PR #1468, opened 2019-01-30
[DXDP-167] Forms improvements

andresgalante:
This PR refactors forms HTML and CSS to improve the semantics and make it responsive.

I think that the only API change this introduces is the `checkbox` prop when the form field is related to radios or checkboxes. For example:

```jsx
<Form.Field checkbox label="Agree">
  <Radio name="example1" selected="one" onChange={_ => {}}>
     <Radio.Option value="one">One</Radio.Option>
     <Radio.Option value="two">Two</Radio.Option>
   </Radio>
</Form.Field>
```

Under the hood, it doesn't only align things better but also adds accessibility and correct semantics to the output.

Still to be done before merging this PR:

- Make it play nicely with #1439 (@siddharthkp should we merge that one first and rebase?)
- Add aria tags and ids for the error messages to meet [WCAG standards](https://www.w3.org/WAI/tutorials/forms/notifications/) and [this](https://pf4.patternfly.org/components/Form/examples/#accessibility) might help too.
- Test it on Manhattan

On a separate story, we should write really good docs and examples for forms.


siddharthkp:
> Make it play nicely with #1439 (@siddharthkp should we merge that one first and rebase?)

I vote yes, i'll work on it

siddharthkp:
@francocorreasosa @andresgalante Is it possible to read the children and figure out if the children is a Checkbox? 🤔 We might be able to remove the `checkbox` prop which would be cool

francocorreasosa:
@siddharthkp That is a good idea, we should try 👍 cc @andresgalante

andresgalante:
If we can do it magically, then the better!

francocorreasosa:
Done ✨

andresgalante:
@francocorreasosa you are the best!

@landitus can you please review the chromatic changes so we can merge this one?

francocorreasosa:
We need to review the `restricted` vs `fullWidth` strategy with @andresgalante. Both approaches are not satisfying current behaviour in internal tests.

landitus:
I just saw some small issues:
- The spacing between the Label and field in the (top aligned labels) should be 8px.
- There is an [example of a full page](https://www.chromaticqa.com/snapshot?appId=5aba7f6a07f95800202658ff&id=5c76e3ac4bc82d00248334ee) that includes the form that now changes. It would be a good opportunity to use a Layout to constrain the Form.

+ + + + + + +

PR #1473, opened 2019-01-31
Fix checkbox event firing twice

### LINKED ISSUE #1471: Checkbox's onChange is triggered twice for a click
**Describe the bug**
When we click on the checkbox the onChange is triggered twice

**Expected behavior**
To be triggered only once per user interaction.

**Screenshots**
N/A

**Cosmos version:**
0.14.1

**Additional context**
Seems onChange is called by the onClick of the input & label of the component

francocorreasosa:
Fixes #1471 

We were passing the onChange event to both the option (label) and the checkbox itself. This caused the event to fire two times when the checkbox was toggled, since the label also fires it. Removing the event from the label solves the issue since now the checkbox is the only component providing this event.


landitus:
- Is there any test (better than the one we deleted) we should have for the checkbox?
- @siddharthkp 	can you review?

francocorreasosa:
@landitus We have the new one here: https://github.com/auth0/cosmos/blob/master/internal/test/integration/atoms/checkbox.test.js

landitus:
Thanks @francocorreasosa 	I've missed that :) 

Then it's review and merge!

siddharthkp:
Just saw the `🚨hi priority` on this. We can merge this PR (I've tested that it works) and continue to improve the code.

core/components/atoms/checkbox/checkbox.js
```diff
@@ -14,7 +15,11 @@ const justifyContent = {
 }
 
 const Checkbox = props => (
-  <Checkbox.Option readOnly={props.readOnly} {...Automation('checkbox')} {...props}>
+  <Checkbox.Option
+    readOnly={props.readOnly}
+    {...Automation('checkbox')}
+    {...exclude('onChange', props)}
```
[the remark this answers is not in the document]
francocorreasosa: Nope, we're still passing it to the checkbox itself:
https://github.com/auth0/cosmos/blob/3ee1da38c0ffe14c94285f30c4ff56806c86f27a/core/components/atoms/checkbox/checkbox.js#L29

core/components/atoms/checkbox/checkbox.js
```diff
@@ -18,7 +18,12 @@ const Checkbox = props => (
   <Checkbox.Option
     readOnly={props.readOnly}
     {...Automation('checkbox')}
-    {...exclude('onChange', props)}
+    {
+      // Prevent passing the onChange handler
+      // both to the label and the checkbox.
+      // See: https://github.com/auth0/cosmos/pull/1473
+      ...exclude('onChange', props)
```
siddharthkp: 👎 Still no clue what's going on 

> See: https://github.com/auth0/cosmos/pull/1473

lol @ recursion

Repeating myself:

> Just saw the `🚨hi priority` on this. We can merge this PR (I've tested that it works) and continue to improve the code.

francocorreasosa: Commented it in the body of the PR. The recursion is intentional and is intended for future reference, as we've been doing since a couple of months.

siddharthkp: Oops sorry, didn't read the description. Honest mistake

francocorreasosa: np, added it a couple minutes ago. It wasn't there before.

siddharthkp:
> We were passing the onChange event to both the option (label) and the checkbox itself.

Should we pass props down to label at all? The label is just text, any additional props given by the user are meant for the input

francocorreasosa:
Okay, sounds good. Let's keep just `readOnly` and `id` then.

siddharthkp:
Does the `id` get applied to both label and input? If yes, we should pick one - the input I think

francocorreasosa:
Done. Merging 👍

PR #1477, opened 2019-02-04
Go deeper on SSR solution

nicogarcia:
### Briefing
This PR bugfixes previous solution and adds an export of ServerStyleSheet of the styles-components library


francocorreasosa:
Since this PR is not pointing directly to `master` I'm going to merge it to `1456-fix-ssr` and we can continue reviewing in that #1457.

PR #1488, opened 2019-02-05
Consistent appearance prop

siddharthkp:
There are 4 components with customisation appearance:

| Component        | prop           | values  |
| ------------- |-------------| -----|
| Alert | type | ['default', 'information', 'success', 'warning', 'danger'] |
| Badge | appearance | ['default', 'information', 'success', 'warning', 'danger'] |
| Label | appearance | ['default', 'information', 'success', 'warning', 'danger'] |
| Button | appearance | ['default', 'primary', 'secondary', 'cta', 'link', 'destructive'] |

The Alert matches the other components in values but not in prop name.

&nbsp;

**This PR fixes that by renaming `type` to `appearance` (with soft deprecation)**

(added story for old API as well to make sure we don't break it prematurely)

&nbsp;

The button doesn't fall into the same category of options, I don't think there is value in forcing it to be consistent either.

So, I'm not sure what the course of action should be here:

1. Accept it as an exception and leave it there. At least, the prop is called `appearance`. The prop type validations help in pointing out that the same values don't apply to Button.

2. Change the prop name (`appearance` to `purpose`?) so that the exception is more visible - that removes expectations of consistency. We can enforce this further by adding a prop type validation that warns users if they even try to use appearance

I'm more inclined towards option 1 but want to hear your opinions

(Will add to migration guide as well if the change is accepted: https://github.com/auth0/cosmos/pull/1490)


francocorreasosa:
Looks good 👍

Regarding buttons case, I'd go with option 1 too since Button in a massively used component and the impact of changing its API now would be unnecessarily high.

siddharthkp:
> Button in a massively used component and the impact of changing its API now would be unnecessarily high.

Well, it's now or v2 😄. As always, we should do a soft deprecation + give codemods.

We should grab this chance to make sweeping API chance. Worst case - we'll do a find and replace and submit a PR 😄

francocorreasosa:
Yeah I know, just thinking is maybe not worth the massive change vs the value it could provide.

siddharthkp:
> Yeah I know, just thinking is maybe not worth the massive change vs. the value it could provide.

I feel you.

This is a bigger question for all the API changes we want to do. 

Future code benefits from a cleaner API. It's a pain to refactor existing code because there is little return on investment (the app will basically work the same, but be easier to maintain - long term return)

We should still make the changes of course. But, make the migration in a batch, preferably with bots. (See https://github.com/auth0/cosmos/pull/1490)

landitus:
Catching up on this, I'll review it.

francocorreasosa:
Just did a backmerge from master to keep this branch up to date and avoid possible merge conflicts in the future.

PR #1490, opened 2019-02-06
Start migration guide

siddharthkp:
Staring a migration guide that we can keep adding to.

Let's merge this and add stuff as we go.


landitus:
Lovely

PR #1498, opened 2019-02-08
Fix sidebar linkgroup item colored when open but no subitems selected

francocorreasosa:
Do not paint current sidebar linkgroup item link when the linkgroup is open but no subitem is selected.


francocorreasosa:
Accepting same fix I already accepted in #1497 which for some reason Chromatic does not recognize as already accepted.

+ + + + + + +

PROBLEM – From the listing above, output exactly the run of lines that starts with the line containing "We should grab" and ends with the line containing "Future code benefits".

FINISHED EXERCISE –
We should grab this chance to make sweeping API chance. Worst case - we'll do a find and replace and submit a PR 😄

francocorreasosa:
Yeah I know, just thinking is maybe not worth the massive change vs the value it could provide.

siddharthkp:
> Yeah I know, just thinking is maybe not worth the massive change vs. the value it could provide.

I feel you.

This is a bigger question for all the API changes we want to do. 

Future code benefits from a cleaner API. It's a pain to refactor existing code because there is little return on investment (the app will basically work the same, but be easier to maintain - long term return)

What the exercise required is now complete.